In 2010, Dutch police set up a special unit dedicated to protecting animals, located in the Hague. With 250 officers working full time, this animal police force was created by the Freedom Party and has 800 other trained officers if need be.
To get in contact with the animal police, people can call the emergency number 144. This line has received around 3000 calls since its debut, concerning pets or strays that are in danger or are being mistreated.
The New York Times talked to Sergeant Smit, one of the first members of the animal police force. These rescues can take him anywhere from a seal in trouble on the beach, an agressive dog that needs controlling or simply just to make sure that pets are being treated well after concerned calls from neighbours.
For example, this winter, he was called to rescue a Jack Russell whose owner had left him on the balcony just before a snow storm hit hours later. Concerned neighbours called 144 and Smit came to the rescue along with a fire fighter.
The dog's owner had to pay a fine of $184 and talk to the police at the Hague so that his dog wasn't taken away from him.
Although animals are priority number one, there is also another part of the service with Erik Smit saying:
Obviously, the first thing I do is to look after the animals, but often when you look further, you see the things aren’t going so well for the owner of the animals,” said Sergeant Smit, who estimates he sees malicious intent in only about 20 percent of cases.
According to him, only 20% of cases are linked to intentional animal abuse, with most owners simply not knowing how to look after them or not having the means to.
In the picture below is a resident of Delft, a poorer area in the south-west of the Hague who the sergeant visits every month.

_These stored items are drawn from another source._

Issue #6917, opened 2025-02-18
[enroll] Windows can return err, even when operation is successful


leehinman:
From CI we have at least one instance of:

```
[=== ] Waiting For Enroll...  [4s] {"log.level":"info","@timestamp":"2025-02-17T22:04:43.470Z","log.origin":{"function":"github.com/elastic/elastic-agent/internal/pkg/agent/cmd.(*enrollCmd).enrollWithBackoff","file.name":"cmd/enroll_cmd.go","file.line":524},"message":"Starting enrollment to URL: https://079ff92028de13e7d02afc20ee027b5f.fleet.us-west2.gcp.elastic-cloud.com:443/","ecs.version":"1.6.0"}
        Error: failed to fix permissions: The operation completed successfully.
```

That error is coming from https://github.com/elastic/elastic-agent/blob/1eefbe0c7b5515b45e2dc71cd543ed2c0a83c476/internal/pkg/agent/cmd/enroll_cmd.go#L287

So apparently on Windows `perms.FixPermissions` can return an "Error" of "The operation completed successfully".  So we need to handle this.

pkoutsovasilis:
@michel-laterman since you are the author of [this PR](https://github.com/elastic/elastic-agent/pull/5317) could the root reason behind this issue be the fact that we don't check for Errno(0) here https://github.com/elastic/elastic-agent/blob/main/internal/pkg/agent/perms/windows.go#L103?

Related CI failures are [here](https://buildkite.com/elastic/elastic-agent-extended-testing-bk/builds/1830#019515e2-045a-4ecd-9bac-3797a67fc63f) and they are regarding `sudo` and `windows`, thus, I expect the the `if isAdmin` branch to be executed

michel-laterman:
Yes, this is likely a case that we forgot to test for `errors.Is(err, syscall.Errno(0))` for the error that can be returned from
https://github.com/elastic/elastic-agent/blob/1eefbe0c7b5515b45e2dc71cd543ed2c0a83c476/internal/pkg/agent/perms/windows.go#L102-L104

pkoutsovasilis:
@jlind23 @ebeahan here is an update; we will now return the correct error and not a misleading `Error: failed to fix permissions: The operation completed successfully.`. However, until this re-surfaces we don't have the necessary amount of info to see what might go wrong with our fix permissions on Windows. That said, given the description of the issue, I believe we can close it as this no longer happends, but I leave it up to you 🙂

[...]

PR #7059, opened 2025-02-27
[bug] handle syscall errno in windows permissions

pkoutsovasilis:
## What does this PR do?

This PR fixes an issue in Windows permission handling where `FixPermissions` could return an incorrect error message: `"The operation completed successfully."` The issue was caused by improper handling of the return value from Windows API calls, such as in `SetNamedSecurityInfoW`. 

Previously, the code was relying on `GetLastError`, which does not always provide relevant information in this context. Instead, the correct approach is to check the primary return value (`ret`) from the system call itself. The fix ensures that errors are propagated correctly, preventing misleading error messages.

To achieve the above, this PR removes the dependency on `github.com/hectane/go-acl` and replaces it with an internal implementation of `acl.Apply`.

## Why is it important?

- Prevents misleading error messages.
- Ensures proper error handling for Windows API calls.

## Checklist

- [ ] My code follows the style guidelines of this project.
- [ ] I have commented my code, particularly in hard-to-understand areas.
- [ ] I have made corresponding changes to the documentation.
- [ ] I have made corresponding changes to the default configuration files.
- [ ] I have added tests that prove my fix is effective or that my feature works.
- [ ] I have added an entry in `./changelog/fragments` using the [changelog tool](https://github.com/elastic/elastic-agent#changelog).
- [ ] I have added an integration test or an E2E test.

## Disruptive User Impact

This fix is not expected to cause any disruptions.

N/A

## Related issues

- Relates https://github.com/elastic/elastic-agent/issues/6917

### DIFF
--- a/internal/pkg/acl/acl_windows.go
+++ b/internal/pkg/acl/acl_windows.go
@@ -180,9 +180,14 @@ func TakeOwnership(name string, owner *windows.SID, group *windows.SID) error {
 // SetEntriesInAcl creates a new access control list (ACL) by merging new access
 // control or audit control information into an existing ACL structure.
 func SetEntriesInAcl(entries []ExplicitAccess, oldAcl windows.Handle, newAcl *windows.Handle) error {
+	var entriesPtr unsafe.Pointer
+	if len(entries) > 0 {
+		entriesPtr = unsafe.Pointer(&entries[0])
+	}
+
 	ret, _, _ := procSetEntriesInAclW.Call(
 		uintptr(len(entries)),
-		uintptr(unsafe.Pointer(&entries[0])),
+		uintptr(entriesPtr),
 		uintptr(oldAcl),
 		uintptr(unsafe.Pointer(newAcl)),
 	)
--- a/internal/pkg/acl/acl_windows.go
+++ b/internal/pkg/acl/acl_windows.go
@@ -158,8 +158,26 @@ func Chmod(name string, fileMode os.FileMode) error {
 		name,
 		true,
 		false,
+		// For owner permissions:
+		// (mode&0700)<<23: Extracts the rwx bits for owner (bits 8-6) and shifts them
+		// to bits 31-29 in the Windows ACL
+		// (mode&0200)<<9: Extracts the write bit for owner (bit 7) and shifts it
+		// to bit 16 in the Windows ACL (for additional write permissions)
+		// https://learn.microsoft.com/en-us/windows/win32/secauthz/access-mask
 		GrantSid(((mode&0700)<<23)|((mode&0200)<<9), creatorOwnerSID),
+		// For group permissions:
+		// (mode&0070)<<26: Extracts the rwx bits for group (bits 5-3) and shifts them
+		// to bits 31-29 in the Windows ACL
+		// (mode&0020)<<12: Extracts the write bit for group (bit 4) and shifts it
+		// to bit 16 in the Windows ACL (for additional write permissions)
+		// https://learn.microsoft.com/en-us/windows/win32/secauthz/access-mask
 		GrantSid(((mode&0070)<<26)|((mode&0020)<<12), creatorGroupSID),
+		// For other/everyone permissions:
+		// (mode&0007)<<29: Extracts the rwx bits for others (bits 2-0) and shifts them
+		// to bits 31-29 in the Windows ACL
+		// (mode&0002)<<15: Extracts the write bit for others (bit 1) and shifts it
+		// to bit 16 in the Windows ACL (for additional write permissions)
+		// https://learn.microsoft.com/en-us/windows/win32/secauthz/access-mask
 		GrantSid(((mode&0007)<<29)|((mode&0002)<<15), everyoneSID),
 	)
 }
--- a/internal/pkg/acl/acl_windows.go
+++ b/internal/pkg/acl/acl_windows.go
@@ -1,0 +1,279 @@
+// Copyright Elasticsearch B.V. and/or licensed to Elasticsearch B.V. under one
+// or more contributor license agreements. Licensed under the Elastic License 2.0;
+// you may not use this file except in compliance with the Elastic License 2.0.
+
+//go:build windows
+
+package acl
+
+import (
+	"fmt"
+	"os"
+	"unsafe"
+
+	"golang.org/x/sys/windows"
+)
+
+// https://msdn.microsoft.com/en-us/library/windows/desktop/aa379638.aspx
+const (
+	TRUSTEE_IS_SID = iota
+	TRUSTEE_IS_NAME
+	TRUSTEE_BAD_FORM
+	TRUSTEE_IS_OBJECTS_AND_SID
+	TRUSTEE_IS_OBJECTS_AND_NAME
+)
+
+// https://msdn.microsoft.com/en-us/library/windows/desktop/aa379593.aspx
+const (
+	SE_UNKNOWN_OBJECT_TYPE = iota
+	SE_FILE_OBJECT
+	SE_SERVICE
+	SE_PRINTER
+	SE_REGISTRY_KEY
+	SE_LMSHARE
+	SE_KERNEL_OBJECT
+	SE_WINDOW_OBJECT
+	SE_DS_OBJECT
+	SE_DS_OBJECT_ALL
+	SE_PROVIDER_DEFINED_OBJECT
+	SE_WMIGUID_OBJECT
+	SE_REGISTRY_WOW64_32KEY
+)
+
+// https://msdn.microsoft.com/en-us/library/windows/desktop/aa374899.aspx
+const (
+	NOT_USED_ACCESS = iota
+	GRANT_ACCESS
+	SET_ACCESS
+	DENY_ACCESS
+	REVOKE_ACCESS
+	SET_AUDIT_SUCCESS
+	SET_AUDIT_FAILURE
+)
+
+// https://msdn.microsoft.com/en-us/library/windows/desktop/aa446627.aspx
+const (
+	NO_INHERITANCE                     = 0x0
+	SUB_OBJECTS_ONLY_INHERIT           = 0x1
+	SUB_CONTAINERS_ONLY_INHERIT        = 0x2
+	SUB_CONTAINERS_AND_OBJECTS_INHERIT = 0x3
+	INHERIT_NO_PROPAGATE               = 0x4
+	INHERIT_ONLY                       = 0x8
+
+	OBJECT_INHERIT_ACE       = 0x1
+	CONTAINER_INHERIT_ACE    = 0x2
+	NO_PROPAGATE_INHERIT_ACE = 0x4
+	INHERIT_ONLY_ACE         = 0x8
+)
+
+// https://msdn.microsoft.com/en-us/library/windows/desktop/aa379573.aspx
+const (
+	OWNER_SECURITY_INFORMATION               = 0x00001
+	GROUP_SECURITY_INFORMATION               = 0x00002
+	DACL_SECURITY_INFORMATION                = 0x00004
+	SACL_SECURITY_INFORMATION                = 0x00008
+	LABEL_SECURITY_INFORMATION               = 0x00010
+	ATTRIBUTE_SECURITY_INFORMATION           = 0x00020
+	SCOPE_SECURITY_INFORMATION               = 0x00040
+	PROCESS_TRUST_LABEL_SECURITY_INFORMATION = 0x00080
+	BACKUP_SECURITY_INFORMATION              = 0x10000
+
+	PROTECTED_DACL_SECURITY_INFORMATION   = 0x80000000
+	PROTECTED_SACL_SECURITY_INFORMATION   = 0x40000000
+	UNPROTECTED_DACL_SECURITY_INFORMATION = 0x20000000
+	UNPROTECTED_SACL_SECURITY_INFORMATION = 0x10000000
+)
+
+var (
+	advapi32 = windows.MustLoadDLL("advapi32.dll")
+	// procGetNamedSecurityInfoW (https://learn.microsoft.com/en-us/windows/win32/api/aclapi/nf-aclapi-getnamedsecurityinfow)
+	//   If the function succeeds, the return value is ERROR_SUCCESS.
+	//   If the function fails, the return value is a nonzero error code defined in WinError.h.
+	//   Doesn't set last error.
+	procGetNamedSecurityInfoW = advapi32.MustFindProc("GetNamedSecurityInfoW")
+	// procSetNamedSecurityInfoW (https://learn.microsoft.com/en-us/windows/win32/api/aclapi/nf-aclapi-setnamedsecurityinfow)
+	//   If the function succeeds, the return value is ERROR_SUCCESS.
+	//   If the function fails, the return value is a nonzero error code defined in WinError.h.
+	//   Doesn't set last error.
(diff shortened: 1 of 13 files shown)


internal/pkg/agent/perms/windows.go
```diff
@@ -83,52 +92,41 @@ func FixPermissions(topPath string, opts ...OptFunc) error {
...
-						inherit = false
-					}
+					inherit := topPath == name
 
-					err = acl.Apply(name, true, inherit, grants...)
-					if err != nil {
-						// Check for Errno = 0 which indicates success
-						// https://pkg.go.dev/golang.org/x/sys/windows#Errno
-						if errors.Is(err, syscall.Errno(0)) {
-							return nil
```
pkoutsovasilis, line 98: watch here, previously if this was syscall.Errno(0), we were returning which IMO shouldn't be the case, and we should continue below trying to take onwership

internal/pkg/agent/perms/windows.go
```diff
@@ -21,6 +21,15 @@ import (
 	"github.com/elastic/elastic-agent/pkg/utils"
 )
 
+func errHandler(err error) error {
```
blakerouse, line 24: A clearer name would be better here. Being names `errHandler` doesn't really provide context to what it is doing, when reading the code where it is called from. Something like `filterSuccessErr` would be more appropriate.

```suggestion
func filterSuccessErr(err error) error {
```

blakerouse (dismissed):
Other than the naming suggestion this looks good.

internal/pkg/agent/perms/windows.go
cmacknz: Should we put this on every windows sycall we make? What is special about `acl.Apply` here?

pkoutsovasilis: I believe that this error code (ERROR_SUCCESS) handling should happen for all functions that call directly the Win32 low level API. Now acl.Apply is actually calling this API [here](https://github.com/hectane/go-acl/blob/master/api/secinfo.go#L71) but doesn't check for it. Thus I don't believe we should add this check in every windows syscall 🙂

pkoutsovasilis: thank you @blakerouse I was clearly lacking inspiration when naming this function but I do like your proposal! I just committed it 🙂

pkoutsovasilis: @blakerouse @cmacknz should I consider this conversation as resolved? 🙂

blakerouse: Resolved from my side. I will let @cmacknz respond for his question on doing this with every Windows syscall we make.

cmacknz: It looks to me like we are directly calling through to Windows DLLs in other places, like https://github.com/elastic/elastic-agent/blob/d6687876cb0ac8671719aecca7336cdeff671710/internal/pkg/agent/install/user_windows.go#L26-L32

pkoutsovasilis: ok I believe then we should handle the errors, under this issue or a separate one?

pkoutsovasilis: and after taping inside acl.Apply I believe we should re-implement that in our own. Specifically this is the body of acl.Apply

```
func Apply(name string, replace, inherit bool, entries ...api.ExplicitAccess) error {
	var oldAcl windows.Handle
	if !replace {
		var secDesc windows.Handle
		api.GetNamedSecurityInfo(
			name,
			api.SE_FILE_OBJECT,
			api.DACL_SECURITY_INFORMATION,
			nil,
			nil,
			&oldAcl,
			nil,
			&secDesc,
		)
		defer windows.LocalFree(secDesc)
	}
	var acl windows.Handle
	if err := api.SetEntriesInAcl(
		entries,
		oldAcl,
		&acl,
	); err != nil {
		return err
	}
	defer windows.LocalFree((windows.Handle)(unsafe.Pointer(acl)))
	var secInfo uint32
	if !inherit {
		secInfo = api.PROTECTED_DACL_SECURITY_INFORMATION
	} else {
		secInfo = api.UNPROTECTED_DACL_SECURITY_INFORMATION
	}
	return api.SetNamedSecurityInfo(
		name,
		api.SE_FILE_OBJECT,
		api.DACL_SECURITY_INFORMATION|secInfo,
		nil,
		nil,
		acl,
		0,
	)
}
```

SetEntriesInAcl [can return a ERROR_SUCCESS](https://learn.microsoft.com/en-us/windows/win32/api/aclapi/nf-aclapi-setentriesinaclw) which is not handled and instead it returns. Which means that we will miss calling `SetNamedSecurityInfoW` 🤦

leehinman: I could be wrong, but I think with that code snippet, `oldAcl` could have received a pointer to the DACL, in which case it would need to be freed when you exit.

pkoutsovasilis: the more I read about it, the more I start to believe that we are mislead here gents. So our starting point is this error message `Error: failed to fix permissions: The operation completed successfully.` and I believe that exactly this one is derailing us. Specifically, this error comes from within `github.com/hectane/go-acl` from a function like this

```go
func SetNamedSecurityInfo(objectName string, objectType int32, secInfo uint32, owner, group *windows.SID, dacl, sacl windows.Handle) error {
	ret, _, err := procSetNamedSecurityInfoW.Call(
		uintptr(unsafe.Pointer(windows.StringToUTF16Ptr(objectName))),
		uintptr(objectType),
		uintptr(secInfo),
		uintptr(unsafe.Pointer(owner)),
		uintptr(unsafe.Pointer(group)),
		uintptr(dacl),
		uintptr(sacl),
	)
	if ret != 0 { 
		return err // <-- attention here actual ret is not returned
	}
	return nil
}
```

the godoc of the `.Call(...)` func states the following

```go
// Call executes procedure p with arguments a. It will panic, if more than 15 arguments
// are supplied.
//
// The returned error is always non-nil, constructed from the result of GetLastError (<-- pay attention here).
// Callers must inspect the primary return value to decide whether an error occurred
// (according to the semantics of the specific function being called) before consulting
// the error. The error will be guaranteed to contain windows.Errno.
```

Based on the above, I do believe that we indeed experience *an actual error* because `ret != 0`. In conjunction with the [official documentation of the function](https://learn.microsoft.com/en-us/windows/win32/api/aclapi/nf-aclapi-setnamedsecurityinfow) which doesn't mention that you should read the last error to see more details why `ret != 0`, I truly believe that the lastErr that `Call` returns and is propagated to us on `ret != 0` from the library regards another operation and not our error, thus it says `operation completed successfully.`. 

Based on all the above my proposal is actually do something similar we do for the other windows `Calls` in the code and propagate an error with the actual retval in it in the hope of being able understand better what is failing when this occurs

cc @cmacknz @blakerouse

pkoutsovasilis: @leehinman for the code snippet comment; according to the [GetNamedSecurityInfoW documentation](https://learn.microsoft.com/en-us/windows/win32/api/aclapi/nf-aclapi-getnamedsecurityinfow) you shouldn't free `oldAcl`

```
[out, optional] ppDacl

A pointer to a variable that receives a pointer to the DACL in the returned security descriptor or NULL if the security descriptor has no DACL. The returned pointer is valid only if you set the DACL_SECURITY_INFORMATION flag. Also, this parameter can be NULL if you do not need the DACL.
```

where you should free `secDesc`

```
[out, optional] ppSecurityDescriptor

A pointer to a variable that receives a pointer to the security descriptor of the object. When you have finished using the pointer, free the returned buffer by calling the [LocalFree](https://learn.microsoft.com/en-us/windows/desktop/api/winbase/nf-winbase-localfree) function.
```

internal/pkg/util/errno_windows.go
```diff
@@ -0,0 +1,22 @@
...
+
+package util
+
+import (
+	"errors"
+	"syscall"
+)
+
+// FilterErrno filters out Errno = 0 which indicates success
+func FilterErrno(err error) error {
```
blakerouse, line 15: This is now only being used in testing, I think it would be better to just remove it.

testing/installtest/checks_windows.go
```diff
@@ -151,9 +155,11 @@ func getAllowedSIDs(secInfo *windows.SECURITY_DESCRIPTOR) ([]*windows.SID, error
 	aceCount := rs.Field(3).Uint()
 	for i := uint64(0); i < aceCount; i++ {
 		ace := &accessAllowedAce{}
-		ret, _, _ := procGetAce.Call(uintptr(unsafe.Pointer(dacl)), uintptr(i), uintptr(unsafe.Pointer(&ace)))
+		ret, _, err := procGetAce.Call(uintptr(unsafe.Pointer(dacl)), uintptr(i), uintptr(unsafe.Pointer(&ace)))
 		if ret == 0 {
-			return nil, fmt.Errorf("while getting ACE: %w", windows.GetLastError())
+			if err = util.FilterErrno(err); err != nil {
```
blakerouse, line 160: Is this even needed here? Why would it return a 0 error and the last error be set as success?

blakerouse: I think the reason we where seeing this before was because of the issue you found in this work. That golang was reading last error when it was not being set.

pkoutsovasilis: actually you are right the return value is just a bool for this one thus there is not point to check GetLastError(), that golang always returns, with ERROR_SUCCESS. removing it now

internal/pkg/agent/perms/windows.go
pkoutsovasilis: gents after cross-validating my understanding with @blakerouse I think we both agree that there is an error happening and the first step to get more awareness of the root cause, is to propagate the "correct" error that captures the actual ret code that the Win32 API calls fail with. I have updated my PR to achieve that. So, I am resolving this one and let's kick off a new round of reviews please 🙂

testing/installtest/checks_windows.go
pkoutsovasilis: just removed, please have another pass 🙂

blakerouse (approved):
Thanks for the cleanup and researching this issue. Looks good.

leehinman (dismissed):
Code changes look fine.  I think it would be nice if there was a unit test in acl package for `Chmod` verifying that when it is supposed to fail it does, and the error message is "reasonable".  I'll let you decide if that is reasonable or not.

pkoutsovasilis:
Always happy to lean more on unit-test thus thank you for raising this in this PR @leehinman 🙂. I added unit-tests for all Win32 API calls affected in this PR. During this effort I also spotted an issue with `SetEntriesInAcl` func where we were accessing `&entries[0]` without checking the length of entries (fixed). Also I wrapped any error during the file walking to capture exactly which part of that went wrong. Last but not least, with unit-tests in place that test the unhappy path I could validate if this whole analysis of not relying on the LastError() for these Win32 API calls is legit and yes I do report that it is. This is what the unit-test report if I use the previous code, which obviously is not correct 🙂 

```
--- PASS: TestChmod/should_succeed (0.00s)
=== RUN   TestChmod/non_existing_file
    acl_windows_test.go:65: 
        	Error Trace:	C:/Users/kouts/elastic-agent/internal/pkg/acl/acl_windows_test.go:65
        	Error:      	Not equal: 
        	            	expected: "call to SetNamedSecurityInfoW failed: ret=3"
        	            	actual  : "The operation completed successfully."
        	            	
        	            	Diff:
        	            	--- Expected
        	            	+++ Actual
        	            	@@ -1 +1 @@
        	            	-call to SetNamedSecurityInfoW failed: ret=3
        	            	+The operation completed successfully.
        	Test:       	TestChmod/non_existing_file
        	Messages:   	errors do not match
--- FAIL: TestChmod/non_existing_file (0.00s)

Expected :call to SetNamedSecurityInfoW failed: ret=3
Actual   :The operation completed successfully.
<Click to see difference>


=== RUN   TestChmod/invalid_path
    acl_windows_test.go:65: 
        	Error Trace:	C:/Users/kouts/elastic-agent/internal/pkg/acl/acl_windows_test.go:65
        	Error:      	Not equal: 
        	            	expected: "call to SetNamedSecurityInfoW failed: ret=123"
        	            	actual  : "The operation completed successfully."
        	            	
        	            	Diff:
        	            	--- Expected
        	            	+++ Actual
        	            	@@ -1 +1 @@
        	            	-call to SetNamedSecurityInfoW failed: ret=123
        	            	+The operation completed successfully.
        	Test:       	TestChmod/invalid_path
        	Messages:   	errors do not match
--- FAIL: TestChmod/invalid_path (0.00s)

Expected :call to SetNamedSecurityInfoW failed: ret=123
Actual   :The operation completed successfully.
<Click to see difference>


--- FAIL: TestChmod (0.00s)
FAIL
```

pkoutsovasilis:
I have reported the re-occurrences of the flaky issues

internal/pkg/acl/acl_windows.go
```diff
@@ -0,0 +1,284 @@
...
+	if err != nil {
+		return err
+	}
+
+	mode := uint32(fileMode)
+	return Apply(
+		name,
+		true,
+		false,
+		GrantSid(((mode&0700)<<23)|((mode&0200)<<9), creatorOwnerSID),
```
michalpristas, line 161: please comment these shifts for context

michalpristas (approved):

internal/pkg/acl/acl_windows.go
pkoutsovasilis: although I "inherited" these from the external library that now lives inside agent code, I just added comments 🙂 feel free to un-resolve if you spot anything 🙂

blakerouse (approved):
Thanks for working on this and thanks for adding the unit tests. Overall this looks good.

blakerouse:
Thought I observed the CI as passing, so its a little early on approval. I don't see any issues that would affect an early approval.

pkoutsovasilis:
ok I reported all the flaky tests occurrences in the last CI run of this PR

internal/pkg/acl/acl_windows_test.go
```diff
@@ -0,0 +1,111 @@
...
+	"github.com/stretchr/testify/require"
+)
+
+func TestChmod(t *testing.T) {
+	if runtime.GOOS != "windows" {
+		t.Skip("skipping test on non-windows platform")
+	}
+
+	// Create a temporary file
+	tmpFile, err := os.CreateTemp("", "testfile")
```
leehinman, line 25:
```suggestion
	tmpFile, err := os.CreateTemp(t.TempDir(), "testfile")
```

The TempDir is automatically deleted, so you don't have to worry about the cleanup and more importantly it has [removeAll](https://cs.opensource.google/go/go/+/refs/tags/go1.24.1:src/testing/testing.go;drc=3aa7c5ef01e147fb482f4b3e79c6f875a4b1b9fb;l=1290) that handles Windows giving a temporary "Access Denied" error message.

leehinman (changes requested):

internal/pkg/acl/acl_windows_test.go
leehinman: Hit the wrong button, should be a comment so optional.  Switching to `t.TempDir` is shorter, uses `testing` package in a more idiomatic way and has more flaky test protections.  Up to you if you want to switch.

pkoutsovasilis: ok if this comes up as I flaky I can provide guarantees that I will open such a fix on the next instant 🙂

He has three fish, two lizards, two rabbits, four cats, a chinchilla and a dog, all under the roof of his little apartment.
Source: Jasper Juinen
Ever since the animal police came across the man's situation, he has been receiving help and is now the proud owner of the clean environment his animals live in today.
For Marienne Thieme, president of the Party For Animals, which currently holds five of the Dutch Parliament's 150 seats, the animal police force is essential:
Animals — and our entire society — need the animal police. There is a direct link between violence against animals and violence against humans.
According to her and many other activists, the animal police force should be empowered to do more, including the millions of animals raised for food on commercial farms.
A law passed in 2013, named Animals Act, guarantees animals freedom from thirst, hunger, physical and emotional discomfort and chronic stress.
Hans Baaij, director of Dier en Recht, a small nongovernmental organization that aims to use the court system to get the government to precisely define what constitutes animal abuse, said:
The law says that when an animal is in serious problems, you should help the animals, but in the factory farming there are about six million pigs dying every year without veterinarian support.